Only Kimi K2.5 was used for this experiment. Each target feature was matched to 20 other SAE features with similar variance explained of layer 40 activations. The average persistence of these 20 features was taken, and subtracted from the persistence of the target feature, leading to a residual persistence beyond that expected due to variance. Higher emotion ratings of the steered text weakly negatively correlate with persistence, but when the model evaluates the SAE feature by steering itself, the ratings positively correlate with persistence.

Residual persistence and Kimi’s self-evaluation (left) and textual evaluation (right)
Unlike the 171 emotion probes, there’s a negative correlation between self-evaluated emotion persistence of the SAE features and the feature’s activation variance explained (ρ = -0.184, p = 4.6e-09), so removing the effect of variance allows the signal to emerge. It’s not clear if the stronger relationship of the self-evaluated emotions is due to introspection, or if it is simply due to being able to test additional steering strengths (including negative strengths). If this agentic self-steering method proves robust, it might be used to better explain and interpret SAE features in general.

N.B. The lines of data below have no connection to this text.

PR #1794, opened 2024-07-15
docs: Polars Accuracy Method

GKD-stack:
I tried rebasing, but there are quite a few merge conflicts. i also tried forcing the main into my local branch but ran into issues with getting the environment to get accuracy run


mccalluc (changes requested):
I think you only want the accuracy notebook in this PR, and all the others should be in other PRs? We all find our own ways of working with git: For me, I almost always add the whole directory, rather than having multiple files out with modifications and trying to remember which get committed and which don't.

I'll look at `accuracy.ipynb` and give some more detailed feedback.

docs/source/getting-started/examples/accuracy.ipynb
```diff
@@ -0,0 +1,269 @@
...
+    "# Accuracy Method"
+   ]
+  },
+  {
+   "cell_type": "markdown",
+   "metadata": {},
+   "source": [
+    "Many prior examples of queries used comparisons of the actual values to the computed differentially private values. Intuitively, we assessed the quality of our results by visually inspecting the proximity of the actual values to the differentially private outputs. \n",
+    "\n",
+    "However, this approach isn't concrete since interpretations can vary widely on scale, type of visualization, and other factors. A more objective way to evaluate differentially private outputs is by using the `accuracy` method. \n",
```
mccalluc, line 16: I'd emphasize that comparing one DP-release to the true value is a comparison with exactly one draw from a random variable: You might get "lucky" and get a release that is much more accurate than usual, or "unlucky" and get a release that is much less accurate than usual.

Also: with synthetic data a comparison with the "true" value is possible... but in the real world you can't do that and maintain privacy. Even if you don't release these intermediate results, if your analysis plan is influenced by what you see in the real data, that's a privacy leak.

docs/source/getting-started/examples/accuracy.ipynb
```diff
@@ -0,0 +1,269 @@
...
+    "\n",
+    "In this notebook ,we will: \n",
```
mccalluc, line 18:
```suggestion
    "In this notebook we will: \n",
```

docs/source/getting-started/examples/accuracy.ipynb
```diff
@@ -0,0 +1,269 @@
...
+    "        (): dp.Margin(max_partition_length=60_000_000),\n",
+    "    },\n",
+    ")"
+   ]
+  },
+  {
+   "cell_type": "markdown",
+   "metadata": {},
+   "source": [
+    "We will use the same query we began with in [Part 1](Link Here): a count query for each year and quarter."
```
mccalluc, line 55: CI won't pass with this. Possible courses:
- Get part 1 merged in so you can point at something
- Rephrase so it doesn't depend on anything outside
- change to http://example.com/TODO or similar -- but also move this to the hidden toctree

mccalluc (commented):
A few more comments, and some questions for @Shoeboxam .

docs/source/getting-started/examples/accuracy.ipynb
Shoeboxam: When writing my book, before asking people to review, I used the VSCode Grammarly extension. I think if you used it before requesting reviews, it would help cut down on the noise, so that we can give deeper feedback.

docs/source/getting-started/examples/accuracy.ipynb
```diff
@@ -0,0 +1,269 @@
...
+      "text/plain": [
+       "<Figure size 1000x600 with 1 Axes>"
```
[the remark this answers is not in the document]
Shoeboxam: My intuition here is that if smoothing would help your utility, then it is likely you'd be better off with coarser bins. Both smoothing and coarser bins will reduce variance. This is another one of those bias/variance tradeoffs.

docs/source/getting-started/examples/accuracy.ipynb
```diff
@@ -0,0 +1,269 @@
...
+      ],
+      "text/plain": [
+       "shape: (1, 5)\n",
+       "┌────────┬───────────┬─────────────────┬───────┬─────────────┐\n",
+       "│ column ┆ aggregate ┆ distribution    ┆ scale ┆ accuracy    │\n",
+       "│ ---    ┆ ---       ┆ ---             ┆ ---   ┆ ---         │\n",
+       "│ str    ┆ str       ┆ str             ┆ f64   ┆ f64         │\n",
+       "╞════════╪═══════════╪═════════════════╪═══════╪═════════════╡\n",
+       "│ DP     ┆ Len       ┆ Integer Laplace ┆ 360.0 ┆ 1078.963271 │\n",
+       "└────────┴───────────┴─────────────────┴───────┴─────────────┘"
```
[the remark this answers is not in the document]
Shoeboxam: * if you are suggesting column names like `accuracy (α=.05)`, then it might be annoying to index
* if you are suggesting a new column for alpha, it would always be constant. This feels like an unnecessary piece of info to keep in the table, as the user is already aware-- they set alpha in the argument.

Shoeboxam:
Can you rebase onto main? Something like this:
```shell
git checkout main
git pull
git checkout 1789-accuracy
git rebase --onto main 4775062 1789-accuracy
```

Shoeboxam:
Can you commit the dataset you're using to this repo, and link to it from your notebooks?
https://github.com/opendp/dp-test-datasets/tree/master

docs/source/getting-started/examples/accuracy.ipynb
```diff
@@ -0,0 +1,269 @@
...
+    "context = dp.Context.compositor(\n",
+    "    data=df,\n",
+    "    privacy_unit=dp.unit_of(contributions=36),\n",
+    "    privacy_loss=dp.loss_of(epsilon=1.0),\n",
+    "    split_evenly_over=10,\n",
+    "    margins={\n",
+    "        (\"YEAR\", ): dp.Margin(public_info=\"keys\", max_partition_length=200_000, max_partition_contributions=4),\n",
+    "        (\"QUARTER\", ): dp.Margin(public_info=\"keys\", max_partition_length=200_000, max_partition_contributions=13),\n",
+    "        (\"YEAR\", \"QUARTER\",): dp.Margin(public_info=\"keys\", max_partition_length=200_000, max_partition_contributions=1),\n",
+    "        (): dp.Margin(max_partition_length=60_000_000),\n",
```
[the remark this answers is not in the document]
GKD-stack: leaving this for the same intro link insertion todo

mccalluc (commented):
If the upstream changes your work needs have been merged to `main`, I'd suggest just pulling out the files that you need from this PR, making a fresh branch from `main`, and closing this PR.

GKD-stack:
> If the upstream changes your work needs have been merged to `main`, I'd suggest just pulling out the files that you need from this PR, making a fresh branch from `main`, and closing this PR.

unsure of all changes this needs are merged into main, I see the accuracy method in the new polars.py in main but the following starter example is still failing: 

`import polars as pl
data = pl.LazyFrame([pl.Series("convicted", [0, 1, 1, 0, 1] * 50, dtype=pl.Int32)])

data=data,
split_evenly_over=1,
margins={(): dp.Margin(max_partition_length=1000)},
)

query = context.query().select(
pl.len().dp.noise(), 
pl.col("convicted").fill_null(0).dp.sum((0, 1))
)

query.accuracy(alpha=.05) `

mccalluc:
I've created a new PR with just the one file we're really interested in.

- #1857

Seems easier than sorting out the git history here.

PR #1797, opened 2024-07-16
Stub out getting-started/utility

### LINKED ISSUE #1774: New docs section: Getting Started > Assessing Utility
Assessing Utility section:
- Laplace vs. Gaussian noise (for both clipped-norms and grouped) #1720
- Bias vs. Variance tradeoff
- Accuracy (move here from User Guide)

mccalluc:
- Fix #1774
- After this is merged to main, #1735 should be updated to target this directory.
- The original issue mentions "Bias vs. Variance tradeoff" as one of the pages here. I don't think we have an issue just for that, and I'm not sure exactly what is imagined.
- Should there be any mention of the accuracy utility in the API User Guide? Maybe it wouldn't get its own page, but we'd incorporate it into other discussions?


mccalluc:
- #1340 strikes again!

Restarting...

GKD-stack (approved):

mccalluc:
- Filed #1801 as a separate issue.

Issue #1780, opened 2024-07-11
Simplify `typical-workflow` for now: no dataframe, just a vector


mccalluc:
In the long run we do want a parallel demonstration of polars in R and python
- ie #1491

but for now we just want to simplify `typical-workflow` to remove the old dataframe API.

Also, just do a sum instead of a mean. (Avoid resize transformations unless we have a good reason.)

mccalluc:
- Fixed by #1909

PR #1800, opened 2024-07-16
docs: document API layers

mccalluc:
- Preparing for #1780

It seemed that the discussion of the API layers needed one more layer, and that it might fit better on the previous page.

### DIFF
--- a/docs/source/getting-started/code/quickstart-context.rst
+++ b/docs/source/getting-started/code/quickstart-context.rst
@@ -7,7 +7,7 @@
 # /init
 
 # demo
->>> space = dp.space_of(float)
+>>> space = dp.atom_domain(T=float), dp.absolute_distance(T=float)
 >>> laplace_mechanism = space >> dp.m.then_laplace(scale=1.)
 >>> dp_value = laplace_mechanism(123.0)
 
--- a/docs/source/getting-started/code/quickstart-context.rst
+++ b/docs/source/getting-started/code/quickstart-context.rst
@@ -7,7 +7,7 @@
 # /init
 
 # demo
->>> space = dp.atom_domain(T=float), dp.absolute_distance(T=float)
+>>> space = (dp.atom_domain(T=float), dp.absolute_distance(T=float))
 >>> laplace_mechanism = space >> dp.m.then_laplace(scale=1.)
 >>> dp_value = laplace_mechanism(123.0)
 
--- a/docs/source/getting-started/code/quickstart-context.rst
+++ b/docs/source/getting-started/code/quickstart-context.rst
@@ -7,7 +7,8 @@
 # /init
 
 # demo
->>> laplace_mechanism = dp.space_of(float) >> dp.m.then_laplace(scale=1.)
+>>> space = dp.space_of(float)
+>>> laplace_mechanism = space >> dp.m.then_laplace(scale=1.)
 >>> dp_value = laplace_mechanism(123.0)
 
 # /demo
--- a/docs/source/getting-started/quickstart.rst
+++ b/docs/source/getting-started/quickstart.rst
@@ -100,16 +100,16 @@ This is obviously not the easiest way to add noise to a number,
 but it demonstrates a number of low-level OpenDP patterns:
 
 * First, define your metric space.
-* Then, chain operators together and end with a ``Measurement`` function.
+* Then, chain operators together to construct a ``Measurement`` (aka mechanism).
 * Invoke that measurement on a value to get a DP release.
 
 OpenDP has two APIs and we'll demonstrate how to use both:
 
 * The **Context API** is simpler and helps to enforce best practices. Currently available only for Python.
-* The **Framework API** is lower-level. Available for Python and R, it mirrors the underlying Rust framework.
+* The **Framework API** is lower-level. Available for Python, R and Rust, it directly implements the :ref:`OpenDP Programming Framework <programming-framework>`.
 
 Because the Context API is a wrapper around the Framework API, it is easier to use but less flexible:
 All calls ultimately pass through the Framework API.
 
-The next page will use the Framework and Context APIs to demonstrate the similarities between the Framework APIs in different languages.
+The next page will demonstrate usage of the Context API in Python, and Framework API in Python and R.
 After that, the remaining "Getting Started" documentation will focus just on Python.
--- a/docs/source/getting-started/quickstart.rst
+++ b/docs/source/getting-started/quickstart.rst
@@ -99,10 +99,10 @@ Let's apply Laplace noise to a value.
 This is obviously not the easiest way to add noise to a number,
 but it demonstrates a number of low-level OpenDP patterns:
 
-* Defining your metric space with ``space_of`` in Python's Context API, or a (domain, distance) tuple in any language..
-* Chaining operators together with ``>>`` in Python and Rust, or ``|>`` in R.
-* Constructing a ``Measurement`` function on your metric space with ``then_laplace``.
-* Invoking that measurement on a value to get a DP release.
+* First, define your metric space.
+* Then, chaining operators together.
+* Construct a ``Measurement`` function on your metric space with ``then_laplace``.
+* Invoke that measurement on a value to get a DP release.
 
 OpenDP has two APIs and we'll demonstrate how to use both:
 
--- a/docs/source/getting-started/quickstart.rst
+++ b/docs/source/getting-started/quickstart.rst
@@ -98,7 +98,7 @@ Let's apply Laplace noise to a value.
 
 This demonstrates a number of low-level OpenDP patterns:
 
-* First, define your metric space.
+* First, define your "metric space": a data domain and a definition of distance
 * Then, chain operators together to construct a ``Measurement`` (aka mechanism).
 * Invoke that measurement on a value to get a DP release.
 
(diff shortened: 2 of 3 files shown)


docs/source/getting-started/quickstart.rst
```diff
@@ -97,9 +97,20 @@ Let's apply Laplace noise to a value.
...
 * Defining your metric space with ``space_of`` in Python's Context API, or a (domain, distance) tuple in any language..
 * Chaining operators together with ``>>`` in Python and Rust, or ``|>`` in R.
 * Constructing a ``Measurement`` function on your metric space with ``then_laplace``.
 * Invoking that measurement on a value to get a DP release.
+
+OpenDP has layered APIs which provide increasing abstraction and usability:
+
+* The **Framework API** is low-level. Available for Python and R, it mirrors the underlying Rust framework.
+* The **Context API** introduces a ``Context`` class which ensures that queries do not exceed the privacy budget. Currently available only for Python.
+* The **Polars API** provides a DP extension to the `Polars <https://docs.pola.rs/>`_ dataframe library. Currently available only for Python.
```
Shoeboxam, line 111: I think it would be better to just state that we have two APIs: the Context API, and the Framework API. I'd list the Context API first. 

```
* The **Context API** is simpler to use and enforces best practices. The API is designed to ensure that mistakes that lead to under-estimated privacy guarantees cannot be made. Currently available only for Python.
* The **Framework API** is lower-level, and directly follows the OpenDP programming framework. Available for Python, R and Rust.
```

Polars and Sklearn cross-cut these: we aim to make either accessible from either, and we'll probably expand this set. I'd wait to introduce them until the tabular data and statistical modeling sections, respectively.

Shoeboxam (changes requested):
I agree that this is a better place for these comments, but I have some suggestions about the changes made to the text.

docs/source/getting-started/quickstart.rst
mccalluc: So, essentially restore the original text here, but it still makes sense to move it up to quickstart -- I feel like Polars at least should be mentioned here as well, but maybe it doesn't need to be elevated to a bullet point?

Shoeboxam: That works for me.

docs/source/getting-started/quickstart.rst
```diff
@@ -97,9 +97,20 @@ Let's apply Laplace noise to a value.
             :end-before: /demo
 
 This is obviously not the easiest way to add noise to a number,
-but it demonstrates a number of OpenDP patterns:
+but it demonstrates a number of low-level OpenDP patterns:
 
 * Defining your metric space with ``space_of`` in Python's Context API, or a (domain, distance) tuple in any language..
 * Chaining operators together with ``>>`` in Python and Rust, or ``|>`` in R.
 * Constructing a ``Measurement`` function on your metric space with ``then_laplace``.
 * Invoking that measurement on a value to get a DP release.
```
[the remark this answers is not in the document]
mccalluc: Since these are a sequence of steps, it seems weird to move some but not all of this? I think I like it outside because the main point is to emphasize the similarities across languages.

mccalluc:
I'm dropping any mention of Polars in this PR, and instead we'll update when the Polars docs are actually in place (#1862). We want the state of the docs to be internally consistent with every commit, even if we know the direction we're going.

docs/source/getting-started/quickstart.rst
```diff
@@ -97,9 +97,19 @@ Let's apply Laplace noise to a value.
...
-* Constructing a ``Measurement`` function on your metric space with ``then_laplace``.
-* Invoking that measurement on a value to get a DP release.
+* First, define your metric space.
+* Then, chain operators together and end with a ``Measurement`` function.
+* Invoke that measurement on a value to get a DP release.
+
+OpenDP has two APIs and we'll demonstrate how to use both:
+
+* The **Context API** is simpler and helps to enforce best practices. Currently available only for Python.
+* The **Framework API** is lower-level. Available for Python and R, it mirrors the underlying Rust framework.
```
Shoeboxam, line 109:
```suggestion
* The **Framework API** is lower-level. Available for Python, R and Rust, it directly implements the :ref:`OpenDP Programming Framework <programming-framework>`.
```

docs/source/getting-started/quickstart.rst
```diff
@@ -97,9 +97,19 @@ Let's apply Laplace noise to a value.
...
+
+Because the Context API is a wrapper around the Framework API, it is easier to use but less flexible:
+All calls ultimately pass through the Framework API.
+
+The next page will use the Framework and Context APIs to demonstrate the similarities between the Framework APIs in different languages.
```
Shoeboxam, line 114:
```suggestion
The next page will demonstrate usage of the Context API in Python, and Framework API in Python and R.
```

docs/source/getting-started/code/quickstart-context.rst
```diff
@@ -7,7 +7,8 @@
 # /init
 
 # demo
->>> laplace_mechanism = dp.space_of(float) >> dp.m.then_laplace(scale=1.)
+>>> space = dp.space_of(float)
```
Shoeboxam, line 10: For consistency with the other APIs, lets write this out:

```suggestion
>>> space = dp.atom_domain(T=float), dp.absolute_distance(T=float)
```

While `space_of` is cool when it works, it is a bit magical and isn't universally applicable. I don't think we should remove it from the public APIs, but it should be de-prioritized. The context API can be magical, lets keep examples in the framework API explicit.

docs/source/getting-started/quickstart.rst
```diff
@@ -97,9 +97,19 @@ Let's apply Laplace noise to a value.
             :end-before: /demo
 
 This is obviously not the easiest way to add noise to a number,
-but it demonstrates a number of OpenDP patterns:
+but it demonstrates a number of low-level OpenDP patterns:
```
Shoeboxam, line 100: I might drop "This is obviously not the easiest way to add noise to a number," unless you have an affinity to it.

docs/source/getting-started/quickstart.rst
```diff
@@ -97,9 +97,19 @@ Let's apply Laplace noise to a value.
...
 
-* Defining your metric space with ``space_of`` in Python's Context API, or a (domain, distance) tuple in any language..
-* Chaining operators together with ``>>`` in Python and Rust, or ``|>`` in R.
-* Constructing a ``Measurement`` function on your metric space with ``then_laplace``.
-* Invoking that measurement on a value to get a DP release.
+* First, define your metric space.
```
Shoeboxam, line 102: Your prose is better, as it talks about the concepts and not the syntax.

Maybe another tweak though:
```suggestion
* First, define your metric space (your data domain and definition of neighboring)
```

docs/source/getting-started/quickstart.rst
```diff
@@ -97,9 +97,19 @@ Let's apply Laplace noise to a value.
...
+* Then, chain operators together and end with a ``Measurement`` function.
```
Shoeboxam, line 103:
```suggestion
* Then, chain operators together to construct a ``Measurement`` (aka mechanism).
```

Shoeboxam (changes requested):
Good improvements Chuck! Some suggestions.

docs/source/getting-started/quickstart.rst
```diff
@@ -97,9 +97,19 @@ Let's apply Laplace noise to a value.
             :end-before: /demo
 
 This is obviously not the easiest way to add noise to a number,
```
mccalluc, line 99:
```suggestion
```

docs/source/getting-started/quickstart.rst
mccalluc: will do!

docs/source/getting-started/quickstart.rst
mccalluc: "definition of neighboring" is kind of clunk... Let me hold off on this and re-read the whole thing with updates.

docs/source/getting-started/quickstart.rst
mccalluc: Are we still planning to make a bulk change from "measurement" to "mechanism" at some point?

docs/source/getting-started/quickstart.rst
mccalluc: Ended up with 
> First, define your “metric space”: a data domain and a definition of distance

docs/source/getting-started/quickstart.rst
mccalluc: Now:
> This demonstrates a number of low-level OpenDP patterns:

docs/source/getting-started/quickstart.rst
Shoeboxam: Yes, at some point.

docs/source/getting-started/quickstart.rst
```diff
@@ -96,10 +96,19 @@ Let's apply Laplace noise to a value.
...
-but it demonstrates a number of OpenDP patterns:
+This demonstrates a number of low-level OpenDP patterns:
 
-* Defining your metric space with ``space_of`` in Python's Context API, or a (domain, distance) tuple in any language..
-* Chaining operators together with ``>>`` in Python and Rust, or ``|>`` in R.
-* Constructing a ``Measurement`` function on your metric space with ``then_laplace``.
-* Invoking that measurement on a value to get a DP release.
+* First, define your "metric space": a data domain and a definition of distance.
+* Then, chain operators together to construct a ``Measurement`` (aka mechanism).
+* Invoke that measurement on a value to get a DP release.
```
Shoeboxam, line 103: Not blocking, but for the future:
```suggestion
* Invoke that measurement on a dataset to get a DP release.
```

Shoeboxam (approved):
Good to go!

This relationship between persistence and self-evaluated emotionality of the feature does not involve the 171 probes at all, so serves as a replication of the probe-based persistent findings which would not share any potential confounds introduced by probe construction.
Summary
Across 240 multi-turn conversations per model, the 171 emotion probes show correlation between the first and 100th token of 0.214 in Cogito and 0.367 in Kimi, compared to only 0.099 and 0.117 for random unit vectors in the same 7168D activation space. However, emotion probes capture more activation variance than random directions, and high-variance directions are generically more persistent. 5,420 random unit vectors were drawn from the top-k eigenspace of the layer-40 hidden-state covariance for a sweep of k values. Each emotion probe was matched to the 20 of these random vectors with the nearest variance explained. Each emotion probe’s autocorrelation minus the median of its variance-matched neighbors averages +0.077 in Cogito (p = 1.5e-27, 157 of 171 probes positive) and +0.170 in Kimi (p = 6.7e-30, 167 of 171 positive). Persistence was measured across each model’s SAE features by the increase in probability of firing 100 tokens later given that the feature fired now, compared to its base firing rate. The overlap the SAE feature has with the emotion subspace correlates with persistence after controlling for variance effects (Spearman +0.413, p = 4.4e-196 in Cogito, Spearman +0.111, p = 4.4e-52 in Kimi). Agentic self-evaluation of the SAE feature’s effect correlates with persistence after accounting for variance (ρ = +0.124, p = 0.0001).
Conclusions
Though emotions are clearly locally spiky, they are not strictly locally scoped. Instead, they are typically bursty but with a long tail of slow change. This long tail persists for over 100 tokens, and the persistence metric used is designed to measure longer-range state
Intriguingly, emotion features appear to be unexpectedly persistent. Emotion probes tend to be more persistent than variance-matched random probes, and SAE features that the model self-describes as more emotional tend to be more persistent than variance-matched SAE features.